On Thursday, for example, the Times wrote about Trump without writing about Trump by doing another thing it prides itself in doing--setting even indelicate things in historical context. This times in a background piece titled, "The Soviet Union Died, But Russia's Use of Sexual Blackmail Lives On."

The Times piece reports about the decades-long history of the Soviets enticing Western officials, diplomats, and corporate leaders into acts, mainly sexual ones, they would not want to be publicly known. And then, with the goods on them--film and videotapes and other forms of recording of their transgressions--they used these for blackmail purposes.

This in Russian is called kompromat--"the collection of compromising materials as a source of leverage."

The implications of the article are clear--this is what the Russians possibly/likely did after entrapping Donald Trump in his suite at the Ritz-Carleton in Moscow and that this explains his soft approach to Vladimir Putin. Trump doesn't want his sex tapes on TMZ.

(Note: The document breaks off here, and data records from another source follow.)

Issue #530, opened 2024-01-16
[FEATURE] Filter condition is ignored when filtering records based on row-level checks


eapframework:
I tried the filtering data based on row-level checks and it is working fine. New column is added with true or false based on the row-level checks. But if rules has filter condition that has been ignored.

eycho-am:
Hi @eapframework, thank you for raising this issue. Could you provide an example of the behavior you're seeing and the behavior you expect/want instead?

We're actually looking into a similar issue - here's an example unit test using the `Completeness` analyzer:

For the dataframe:
```
  def getDfCompleteAndInCompleteColumns(sparkSession: SparkSession): DataFrame = {
    import sparkSession.implicits._

    Seq(
      ("1", "a", "f"),
      ("2", "b", "d"),
      ("3", "a", null),
      ("4", "a", "f"),
      ("5", "b", null),
      ("6", "a", "f")
    ).toDF("item", "att1", "att2")
  }
```
This test checks the row-level results
```
    "return row-level results for columns filtered" in withSparkSession { session =>

      val data = getDfCompleteAndInCompleteColumns(session)

      val completenessAtt2 = Completeness("att2", Option("att1 = \"a\""))
      val state = completenessAtt2.computeStateFrom(data)
      val metric: DoubleMetric with FullColumn = completenessAtt2.computeMetricFrom(state)

      data.withColumn("new", metric.fullColumn.get).collect().map(_.getAs[Boolean]("new")) shouldBe
        Seq(true, false, false, true, false, true)
    }
```
Using the verification suite on a similar test:
```
+----+----+----+-----+
|item|att1|att2|rule1|
+----+----+----+-----+
|   1|   a|   f| true|
|   2|   b|   d|false|
|   3|   a|null|false|
|   4|   a|   f| true|
|   5|   b|null|false|
|   6|   a|   f| true|
+----+----+----+-----+
```

Here we can see that the rows that EITHER are filtered out (rows 2,5 att1 is not `a`) or fail the check (row 3 is null) are marked as false.
Would you expect rows 2,5 to show true/None in this case?

eapframework:
Thanks for your response. This is the same issue I am facing.  
I am expecting rows 2,5 to show true because those are not failed records

Expected result:
+----+----+----+-----+
|item|att1|att2|rule1|
+----+----+----+-----+
|   1|   a|   f| true|
|   2|   b|   d|true|
|   3|   a|null|false|
|   4|   a|   f| true|
[...]

PR #532, opened 2024-02-13
Feature: Add Row Level Result Treatment Options for Uniqueness and Completeness

eycho-am:
*Issue #, if available:* #530

*Description of changes:*
This PR adds the trait `RowLevelFilterTreatement` that enables users to define how filtered rows will be labeled as when retrieving row level results. The two options are `True` and `Null` and this defaults to Null.

The `RowLevelFilterTreatement` can be defined in the `VerificationRunBuilder` like below:
```
val suite = new VerificationSuite().onData(data)
  .withRowLevelFilterTreatment(FilteredRow.NULL)
  .addChecks(<your_checks>)
```

This PR defines the behavior for the `Completeness` and `Uniqueness` analyzers, and will be updated for other analyzers in future PRs.


src/main/scala/com/amazon/deequ/utilities/RowLevelFilterTreatement.scala
```diff
@@ -0,0 +1,48 @@
...
+trait RowLevelFilterTreatment {
+  def rowLevelFilterTreatment: FilteredRow
+}
+
+/**
+ * Companion object for RowLevelFilterTreatment
+ * Defines a sharedInstance that can be used throughout the VerificationRunBuilder
+ */
+object RowLevelFilterTreatment {
+  private var _sharedInstance: RowLevelFilterTreatment = new RowLevelFilterTreatmentImpl(FilteredRow.TRUE)
```
mentekid, line 32: if VerificationRunSuite has-a RowLevelFilterTreatment, then this variable could be absorbed into the class, which already contains several mutable members. That keeps all mutation code in the same place - this is how we add analyzers for example:

```Scala
protected var requiredAnalyzers: Seq[Analyzer[_, Metric[_]]] = Seq.empty 

...

def addRequiredAnalyzers(requiredAnalyzers: Seq[Analyzer[_, Metric[_]]]): this.type = {
  this.requiredAnalyzers ++= requiredAnalyzers
  this
}

```

mentekid (approved):

src/main/scala/com/amazon/deequ/analyzers/Analyzer.scala
```diff
@@ -62,7 +67,7 @@ trait DoubleValuedState[S <: DoubleValuedState[S]] extends State[S] {
 }
 
 /** Common trait for all analyzers which generates metrics from states computed on data frames */
-trait Analyzer[S <: State[_], +M <: Metric[_]] extends Serializable {
+trait Analyzer[S <: State[_], +M <: Metric[_]] extends Serializable with RowLevelFilterTreatment {
```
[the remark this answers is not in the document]
eycho-am: Removed `RowLevelFilterTreatement` and using `AnalyzerOptions` instead

src/main/scala/com/amazon/deequ/analyzers/GroupingAnalyzers.scala
```diff
@@ -88,7 +90,15 @@ object FrequencyBasedAnalyzer {
       .count()
 
     // Set rows with value count 1 to true, and otherwise false
-    val fullColumn: Column = count(UNIQUENESS_ID).over(Window.partitionBy(columnsToGroupBy: _*))
+    val fullColumn: Column = {
+      val window = Window.partitionBy(columnsToGroupBy: _*)
+      where.map {
+        condition => {
+          count(when(expr(condition), UNIQUENESS_ID)).over(window)
+        }
```
rdsharma26, line 98: nit: we can remove the brackets after `=>`

src/main/scala/com/amazon/deequ/analyzers/UniqueValueRatio.scala
```diff
@@ -34,11 +38,27 @@ case class UniqueValueRatio(columns: Seq[String], where: Option[String] = None)
...
+    toSuccessMetric(numUniqueValues / numDistinctValues, fullColumnUniqueness)
   }
 
   override def filterCondition: Option[String] = where
+
+  private def getRowLevelFilterTreatment: FilteredRow = {
+    analyzerOptions
+      .map { options => options.filteredRow }
+      .getOrElse(FilteredRow.TRUE)
+  }
```
rdsharma26, line 61: nit: This is repeated in a few places, so could go into the base class.

src/main/scala/com/amazon/deequ/analyzers/UniqueValueRatio.scala
```diff
@@ -34,11 +38,27 @@ case class UniqueValueRatio(columns: Seq[String], where: Option[String] = None)
...
     val numUniqueValues = result.getDouble(offset)
     val numDistinctValues = result.getLong(offset + 1).toDouble
-    val fullColumnUniqueness = when((fullColumn.getOrElse(null)).equalTo(1), true).otherwise(false)
-    toSuccessMetric(numUniqueValues / numDistinctValues, Option(fullColumnUniqueness))
+    val conditionColumn = where.map { expression => expr(expression) }
+    val fullColumnUniqueness = fullColumn.map {
+      rowLevelColumn => {
+        conditionColumn.map {
+          condition => {
+            when(not(condition), expr(getRowLevelFilterTreatment.toString))
```
rdsharma26, line 46: Same comment for `expr(getRowLevelFilterTreatment.toString)` as above

src/main/scala/com/amazon/deequ/checks/Check.scala
```diff
@@ -314,6 +340,22 @@ case class Check(
...
+   *                        Refers to the fraction of unique values.
+   * @param hint            A hint to provide additional context why a constraint could have failed
+   * @param analyzerOptions Options to configure analyzer behavior (NullTreatment, FilteredRow)
+   * @return
+   */
+  def hasUniqueness(column: String, assertion: Double => Boolean, hint: Option[String],
+                    analyzerOptions: Option[AnalyzerOptions])
+  : CheckWithLastConstraintFilterable = {
+    hasUniqueness(Seq(column), assertion, hint, analyzerOptions)
+  }
```
rdsharma26, line 357: Can't we combine all the `hasUniqueness` into one method and update the body of the method based on the existence of parameters?

src/test/scala/com/amazon/deequ/analyzers/runners/AnalyzerContextTest.scala
```diff
@@ -145,7 +145,8 @@ class AnalyzerContextTest extends AnyWordSpec
   }
 
   private[this] def assertSameJson(jsonA: String, jsonB: String): Unit = {
-    assert(SimpleResultSerde.deserialize(jsonA) ==
-      SimpleResultSerde.deserialize(jsonB))
+    assert(SimpleResultSerde.deserialize(jsonA).toSet.sameElements(SimpleResultSerde.deserialize(jsonB).toSet))
+    //    assert(SimpleResultSerde.deserialize(jsonA) ==
+    //      SimpleResultSerde.deserialize(jsonB))
```
rdsharma26, line 150: Can we remove these comments here and in other files below?

src/test/scala/com/amazon/deequ/analyzers/runners/AnalysisRunnerTests.scala
```diff
@@ -195,7 +200,14 @@ class AnalysisRunnerTests extends AnyWordSpec
...
-        assert(separateResults.toString == runnerResults.toString)
+        // assert(separateResults == runnerResults.toString)
+        // Used to be tested with the above line, but adding filters changed the order of the results.
+        assert(separateResults.asInstanceOf[Set[DoubleMetric]].size ==
+          runnerResults.asInstanceOf[Set[DoubleMetric]].size)
+        separateResults.asInstanceOf[Set[DoubleMetric]].foreach( result => {
+            assert(runnerResults.toString.contains(result.toString))
+          }
+          )
       }
```
rdsharma26, line 211: This block of code has some excess whitespace and misaligned brackets. In a future PR, can we add these rules into scala-style such that the build fails otherwise?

Trump's choice of hotel in Moscow is significant because the Ritz, in the Soviet era an Intourist hotel, was the one most notorious for having every square inch bugged and also, allegedly, was the hotel Trump wanted for himself because the Obamas stayed there and he, according to the BzuzzFeed dump, wanted to sully the bedroom they slept in with unprintable behavior.

     And though the Times does not get into any details about what Trump might or might not have done while there for the pageant, they get quite graphic, again covering the coverage, when describing in detail the testimony of a Russian activist who was lured into a Soviet honey pot situation. A honey pot, in the world of espionage, is the code name for a woman who is supposed to seduce a man in order to pump secrets from him.

Ilya Yashin is the compromised activist. He was approached by the well-named Mumu, a prostitute on the K.G.B.'s payroll who has successfully managed to seduce at least three journalists and members of the Russian opposition.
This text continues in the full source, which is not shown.